(Task directions): Scan the entries for lines with the word "this" and copy those lines.

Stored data
-- Opening Marker --
PR #333, opened 2017-11-01
[EC-335] CORS configuration

AlanVerbner:
## Description

In order to incrase HTTP Json RPC endpoint security, this PR allows to:
- disable CORS
- enable cors for a specific domains

### DIFF
--- a/src/main/scala/io/iohk/ethereum/utils/Config.scala
+++ b/src/main/scala/io/iohk/ethereum/utils/Config.scala
@@ -2,6 +2,7 @@ package io.iohk.ethereum.utils
 
 import java.net.InetSocketAddress
 
+import akka.http.scaladsl.model.headers.{HttpOrigin, HttpOriginRange}
 import akka.util.ByteString
 import com.typesafe.config.{ConfigFactory, Config => TypesafeConfig}
 import io.iohk.ethereum.db.dataSource.LevelDbConfig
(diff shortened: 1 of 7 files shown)


src/main/scala/io/iohk/ethereum/utils/Config.scala
```diff
@@ -98,6 +99,17 @@ object Config {
...
+      def parseMultipleOrigins(origins: Seq[String]): HttpOriginRange = HttpOriginRange(origins.map(HttpOrigin(_)):_*)
+      def parseSingleOrigin(origin: String): HttpOriginRange = origin match {
+          case "*" => HttpOriginRange.*
+          case s => HttpOriginRange.Default(HttpOrigin(s) :: Nil)
+        }
+
+      override val corsAllowedOrigins: Option[HttpOriginRange] =
+        (Try(parseMultipleOrigins(rpcConfig.getStringList("cors-allowed-origins").asScala)) recoverWith {
+          case _ => Try(parseSingleOrigin(rpcConfig.getString("cors-allowed-origins")))
+        }).toOption
```
rtkaczyk: It's not immediately clear whether not specifying this setting is equivalent to `cors-allowed-origins = []` or `cors-allowed-origins = *`. BTW, TypesafeConfig authors advise against implementing optional (default) settings.

Also, is `cors-allowed-origins = ""` a valid setting?

AlanVerbner: Well ... `*` is standard for _all_ (`Access-Control-Allow-Origin: *`) and  `[]` refers to no domains (as it's an empty seq). `""` Is not a valid domain so it will fail.

Can you think of a better alternative? I'm open to suggestions

rtkaczyk: Yes, but I'm saying that this setting does not need to be provided at all. And it's not clear what that means. IMO, best approach is avoiding defaults, so instead of `.toOption` just let it fail.

AlanVerbner: I've just removed the optional param. Btw, while taking a look at this I've found that if there is an error while loading RPC Server, the [app will start besides that](https://github.com/input-output-hk/mantis/blob/phase/daedalus/src/main/scala/io/iohk/ethereum/App.scala#L41). Maybe its a good idea to change that too, wdyt?

rtkaczyk: I agree, the client should not start. If you feel it's OK to change it on this PR, then you have my blessing 😉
-- Closing Marker --
(Problem solution):
In order to incrase HTTP Json RPC endpoint security, this PR allows to:
rtkaczyk: It's not immediately clear whether not specifying this setting is equivalent to `cors-allowed-origins = []` or `cors-allowed-origins = *`. BTW, TypesafeConfig authors advise against implementing optional (default) settings.
rtkaczyk: Yes, but I'm saying that this setting does not need to be provided at all. And it's not clear what that means. IMO, best approach is avoiding defaults, so instead of `.toOption` just let it fail.
AlanVerbner: I've just removed the optional param. Btw, while taking a look at this I've found that if there is an error while loading RPC Server, the [app will start besides that](https://github.com/input-output-hk/mantis/blob/phase/daedalus/src/main/scala/io/iohk/ethereum/App.scala#L41). Maybe its a good idea to change that too, wdyt?
rtkaczyk: I agree, the client should not start. If you feel it's OK to change it on this PR, then you have my blessing 😉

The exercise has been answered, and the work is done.